▶ **The problem**
Transcribe exactly each line of the entries, from the opening line to the line with "Towards #7420", with both of those lines included.

─── Data records ───

Issue #7420, opened 2024-08-20
Editor appears to allow linked images with CMD+K but link is not persisted


microbearlogist:
Hello,

When an http link is attributed to a image (using ctrl +k shortcut for exemple), a left clic on the picture from the "private" wiki page redirect to the appropriate address.

However, if the page is accessed via a public link (generated using "share / web" menu), the http link is no longer present, and only the image zoom option appears.

**Outline (please complete the following information):**
- Install: self hosted
- Version: 0.78.0

**Desktop (please complete the following information):**
 - OS: Win 11
 - Browser : Firefox 129.0.1

tommoor:
The actual issue here seems to be that links are not supported for images right now, though the editor gives the impression they are.

microbearlogist:
You're right, my bad.

When a link is “forcibly” added to an image via keyboard shortcuts, it works even when you exit edition mode, but only for the current session.

The link does not work in edit mode, but only once this mode is exited and until the page is reloaded.

tommoor:
This is due to an upstream bug, https://github.com/yjs/y-prosemirror/issues/47 – I do think we should add support though, so will probably mean adding `href` as an optional attribute to images.

PR #10556, opened 2025-11-03
Link bar refactor to use `commands`

apoorv-mishra:
- [x] Refactor to use commands
- [x] Pressing "Enter" on empty link bar should remove the link mark

Towards #7420

### DIFF
--- a/app/editor/components/LinkEditor.tsx
+++ b/app/editor/components/LinkEditor.tsx
@@ -30,12 +30,6 @@ type Props = {
   view: EditorView;
 };
 
-enum Action {
-  OPEN_LINK = "openLink",
-  UPDATE_LINK = "updateLink",
-  REMOVE_LINK = "removeLink",
-}
-
 const LinkEditor: React.FC<Props> = ({ mark, dictionary, view }) => {
   const getHref = () => sanitizeUrl(mark?.attrs.href) ?? "";
   const initialValue = getHref();
@@ -79,18 +73,18 @@ const LinkEditor: React.FC<Props> = ({ mark, dictionary, view }) => {
   });
 
   const openLink = React.useCallback(() => {
-    commands[Action.OPEN_LINK]();
+    commands["openLink"]();
   }, []);
 
   const removeLink = React.useCallback(() => {
-    commands[Action.REMOVE_LINK]();
+    commands["removeLink"]();
   }, []);
 
   const updateLink = (link: string) => {
     if (!link) {
       return;
     }
-    commands[Action.UPDATE_LINK]({ href: sanitizeUrl(link) ?? "" });
+    commands["updateLink"]({ href: sanitizeUrl(link) ?? "" });
   };
 
   const moveSelectionToEnd = () => {


app/editor/components/LinkEditor.tsx
```diff
@@ -196,26 +197,27 @@ const LinkEditor: React.FC<Props> = ({
           value={query}
           placeholder={dictionary.searchOrPasteLink}
           onKeyDown={handleKeyDown}
-          onPaste={handlePaste}
```
apoorv-mishra, line 199: I believe it's safe to get rid of this? Personally, I don't miss it from a UX point of view, given that a click outside already saves input. It was anyways defunct.

tommoor: Yes, seems fine. Subtly different but not in a terrible way

shared/editor/marks/Link.tsx
```diff
@@ -138,6 +146,72 @@ export default class Link extends Mark {
     };
   }
 
+  commands({ type }: { type: MarkType }) {
+    return {
+      addLink: (attrs: Attrs): Command => addMark(type, attrs),
```
tommoor, line 151: Not sure we need this duplicative command when `link` already works in the same style as other marks?

app/editor/components/LinkEditor.tsx
```diff
@@ -23,36 +22,52 @@ import SuggestionsMenuItem from "./SuggestionsMenuItem";
...
+  OPEN_LINK = "openLink",
+  UPDATE_LINK = "updateLink",
+  REMOVE_LINK = "removeLink",
+}
+
+type ActionDetails = {
+  [key in Action]: MenuItem;
+};
+
+const getActions = (
```
tommoor: I don't really think this data structure is adding much, just a bunch of indirection – would probably just inline these things

shared/editor/marks/Link.tsx
apoorv-mishra: Yeah, it's forward looking. Further, for image selections it'll be replaced by 👇 
```js
export const addLink = (attrs: Attrs): Command =>
  chainCommands(addLinkTextSelection(attrs), addLinkNodeSelection(attrs));
```

to accommodate node selections, in general. The default `toggleMark` command in the super class `Mark` won't be very useful in that case making override necessary. This will be very similar to the existing `addComment` override for comment marks.

app/editor/components/LinkEditor.tsx
```diff
@@ -78,35 +65,41 @@ const LinkEditor: React.FC<Props> = ({
...
-    }
-
     // If the link is totally empty or only spaces then remove the mark
     if (!trimmedQuery) {
-      return handleRemoveLink();
+      return removeLink();
+    }
+
+    // If the link in input is non-empty and same as it was when the editor opened, nothing to do
+    if (trimmedQuery === initialValue) {
```
apoorv-mishra, line 68: Unrelated change–moving this particular if statement down helps get rid of the extra `trimmedQuery.length` check, so it's just a cleanup.

app/editor/components/LinkEditor.tsx
```diff
@@ -23,36 +22,24 @@ import SuggestionsMenuItem from "./SuggestionsMenuItem";
...
-const LinkEditor: React.FC<Props> = ({
-  mark,
-  from,
-  to,
-  dictionary,
-  onSelectLink,
-  onClickLink,
-  view,
-}) => {
+enum Action {
```
tommoor: Lets remove and inline this enum too – then approved 👍

PR #10562, opened 2025-11-04
Include cookies with S3 POST upload

### LINKED ISSUE #10561: File upload does not include cookies in requests

### Current Behavior

The `files.ts` constructs an XMLHttpRequest, but it [does not set withCredentials](https://developer.mozilla.org/en-US/docs/Web/API/XMLHttpRequest/withCredentials) and thus won't send _any_ cookies with the CORS preflight. If you are using a proxy service (such as [CloudFlare's Web Application proxy](https://developers.cloudflare.com/cloudflare-one/access-controls/applications/http-apps/)) that requires a cookie to be present on all requests (including CORS) this makes file upload fail.

This problem only affects file upload as it's the [only place XMLHttpRequest is used](https://github.com/search?q=repo%3Aoutline%2Foutline+XMLHttpRequest&type=code) in the project.

### Expected Behavior

File uploads should include cookies with the CORS and POST request, so that intermediate proxies that require session cookies don't redirect to login pages and fail.

### Steps To Reproduce

1. Open the Chrome dev console
2. Upload a file
3. Observe that no cookies are sent with the POST request to the S3 upload URL.

### Environment

```markdown
- Outline: v1.0.1
- Browser: Chrome Version 141.0.7390.123
```

### Anything else?

Let's say you have `outline.example.com` and `s3.example.com` both configured as [related Cloudflare web applications](https://developers.cloudflare.com/cloudflare-one/access-controls/applications/http-apps/). The first time you visit `wiki.example.com` and authenticate with Cloudflare's proxy, you'll get a `CF_Authorization` cookie valid for _both_ `outline.example.com` and `s3.example.com`. You'll then be redirected to the normal login page for Outline.

Downloading S3 files is handled by modern fetch requests, so cookies are included. Here we can see the network chain hitting the `attachments.redirect` endpoint, which redirects to s3.example.com to download the file. It includes the CF_Authorization cookie and succeeds.

Image

[Uploads are handled by the older XmlHttpRequest](https://github.com/outline/outline/blob/e4268c9a1fc04bac03c7c410b5423bdb71bc2422/app/utils/files.ts#L77-L92) for progress bar support. Without `withCredentials` we can see that no request cookies are sent, so we get a response cookie from Cloudflare creating a new session.

Image

Along with a 302 redirect to the cloudflare login page, which results in a CORS error since it's a totally different site.

Image

Based on searching through previous discussions it's likely I'm not the first person to encounter this, however the previously discussed solutions around opening my S3 storage system to the public internet are not possible in my network configuraton.

Cellivar:
Fixes #10561

I'm currently running Outline using Ceph Object Gateway to provide the S3 storage, and running behind Cloudflare's application proxy system. Pretty much everything works except for file uploading.

Because the XMLHttpRequest doesn't include cookies by default the `CF_Authorization` cookie is not sent in the POST to the S3 endpoint. No `CF_Authorization` means a redirect to the Cloudflare login page, breaking uploading. Because this is the only place XMLHttpRequest is used this is the only broken feature.

This one-line change includes cookies in the request, resolving the issue.

### DIFF
--- a/app/utils/files.ts
+++ b/app/utils/files.ts
@@ -88,6 +88,7 @@ export const uploadFile = async (
     xhr.addEventListener("loadend", () => {
       resolve(xhr.readyState === 4 && xhr.status >= 200 && xhr.status < 400);
     });
+    xhr.withCredentials = true;
     xhr.open("POST", data.uploadUrl, true);
     xhr.send(formData);
   });


tommoor:
This makes sense, I need to double check what the implications are for uploads to AWS before merging

Cellivar:
> I need to double check what the implications are for uploads to AWS before merging

Yep thanks, I can't test that myself. I also had some trouble getting a local Docker build to thoroughly test using my own setup. If you can push a test Docker image up I can deploy it into my cluster and confirm.

tommoor:
Ok, it makes no difference on S3 as there are no credentials for the bucket domain.

tommoor (approved):

PR #10565, opened 2025-11-04
feat: Adjust line-height depending on script

tommoor:
I can't decide if this is a genius level of detail and care… or insane.

It will be nice to have an idea in the database of which languages are being used.

### DIFF
--- a/server/__mocks__/franc.js
+++ b/server/__mocks__/franc.js
@@ -1,0 +1,10 @@
+// Mock for franc language detection library
+const franc = jest.fn((text) => {
+  // Return 'eng' (English) by default, or 'und' (undetermined) for empty text
+  if (!text || text.trim().length === 0) {
+    return "und";
+  }
+  return "eng";
+});
+
+module.exports = { franc };
--- a/server/__mocks__/iso-639-3.js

───

▶ **Result**
Issue #7420, opened 2024-08-20
Editor appears to allow linked images with CMD+K but link is not persisted


microbearlogist:
Hello,

When an http link is attributed to a image (using ctrl +k shortcut for exemple), a left clic on the picture from the "private" wiki page redirect to the appropriate address.

However, if the page is accessed via a public link (generated using "share / web" menu), the http link is no longer present, and only the image zoom option appears.

**Outline (please complete the following information):**
- Install: self hosted
- Version: 0.78.0

**Desktop (please complete the following information):**
 - OS: Win 11
 - Browser : Firefox 129.0.1

tommoor:
The actual issue here seems to be that links are not supported for images right now, though the editor gives the impression they are.

microbearlogist:
You're right, my bad.

When a link is “forcibly” added to an image via keyboard shortcuts, it works even when you exit edition mode, but only for the current session.

The link does not work in edit mode, but only once this mode is exited and until the page is reloaded.

tommoor:
This is due to an upstream bug, https://github.com/yjs/y-prosemirror/issues/47 – I do think we should add support though, so will probably mean adding `href` as an optional attribute to images.

PR #10556, opened 2025-11-03
Link bar refactor to use `commands`

apoorv-mishra:
- [x] Refactor to use commands
- [x] Pressing "Enter" on empty link bar should remove the link mark

Towards #7420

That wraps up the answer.